PR #1034, opened 2026-03-20
Issue 1033 - Fix Infinite Payload Range Looping 

### LINKED ISSUE #1033: csv input of settings:payload_range results in infinite looping of payload range code
### Description

In load_inputs when settings:payload_range comes from aviary_inputs, Aviary sets self.generate_payload_range = aviary_inputs.get_val(Settings.PAYLOAD_RANGE).

In run_aviary_problem the final line is to check if generate_payload_range = True then run run_payload_range.

run_payload_range involves loading the inputs from the original problem into a new off design problem and calling run_aviary_problem, which then triggers the above run_payload_range again in an infinite loop.

We need to break this cycle by resetting Settings.Payload_RANGE = False at somepoint before run_aviary_problem is called in the off design mission.

### Example

add settings:payload_range, True to any aircraft .csv file and run through level 1 or level 2 will recreate this issue

### Aviary Version

0.10.0-dev

_No response_

cmbenne3:
### Summary

This PR fixes a bug where setting payload_range in aviary inputs triggered an infinite looping of trying to generate a payload_range diagram.

The quick fix is to reset the aviary inputs value immediately after generate_payload_range has been set, ahead of running the first off design problem. Unfortunately this leaves mismatched aviary inputs.settings.payload_range = False and prob.generate_payload_range = True for the original parent problem. It is unclear how to fix this without introducing another variable, which seems unecessary!

There is also a small change to grab max_iter from the design/sizing problem and parse that to the optimizer for the off_design problems. This solved an issue where off_design problems failed due to hitting the default max iteration limit (50).

### Related Issues

- Resolves #1033 

None

### New Dependencies

None

### DIFF
--- a/aviary/variable_info/variable_meta_data.py
+++ b/aviary/variable_info/variable_meta_data.py
@@ -8199,7 +8199,7 @@ add_meta_data(
     Settings.PROBLEM_TYPE,
     meta_data=_MetaData,
     historical_name={'GASP': None, 'FLOPS': None, 'LEAPS1': None},
-    desc="Select from Aviary's built in problem types: Sizing, Alternate, and Fallout",
+    desc="Select from Aviary's built in problem types: SIZING, ALTERNATE, FALLOUT and MULTI_MISSION",
     option=True,
     types=ProblemType,
     default_value=None,


aviary/core/aviary_problem.py
```diff
@@ -1493,9 +1498,16 @@ def run_off_design_mission(
         if optimizer is None:
             try:
                 optimizer = self.driver.options['optimizer']
+                if optimizer == 'SNOPT':
+                    max_iter = self.driver.opt_settings['Major iterations limit']
+                elif optimizer == 'IPOPT':
+                    max_iter = self.driver.opt_settings['max_iter']
+                elif optimizer == 'SLSQP':
+                    max_iter = self.driver.opt_settings['maxiter']
             except KeyError:
```
Kenneth-T-Moore, line 1489: This keyerror is meant to catch options['optimizer'], but with the addition of the lines above to the block, it will also be triggered on opt_settings['max_iter']. The opt_settings is meant as a way to pass in optimizer-specific options to an optimizer, and it stars as an nearly empty dict with a couple of basic IFILE type keys. This means that the dict doesn't contain "max_iter", etc, until Aviary adds them in `add_driver`.

So, the corner case here is if the user adds a driver directly instead of through add_driver. To get around this in the best way, I think you should move the whole max_iter block into another try block, and just pass (i.e., keep current default max-Iter on the optimizer) on KeyError. Otherwise, optimizer will be None.

aviary/core/aviary_problem.py
```diff
@@ -454,6 +454,8 @@ def add_driver(self, optimizer=None, use_coloring=None, max_iter=50, verbosity=N
             optimizer = 'IPOPT'
         if use_coloring is None:
             use_coloring = True
+        if max_iter is None:
```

■ Work instruction ■
The lines from the start of the entries above through the line containing "In load_inputs when" are the ones to return, please; copy them exactly and include both ends.

■ Response for this exercise ■
PR #1034, opened 2026-03-20
Issue 1033 - Fix Infinite Payload Range Looping 

### LINKED ISSUE #1033: csv input of settings:payload_range results in infinite looping of payload range code
### Description

In load_inputs when settings:payload_range comes from aviary_inputs, Aviary sets self.generate_payload_range = aviary_inputs.get_val(Settings.PAYLOAD_RANGE).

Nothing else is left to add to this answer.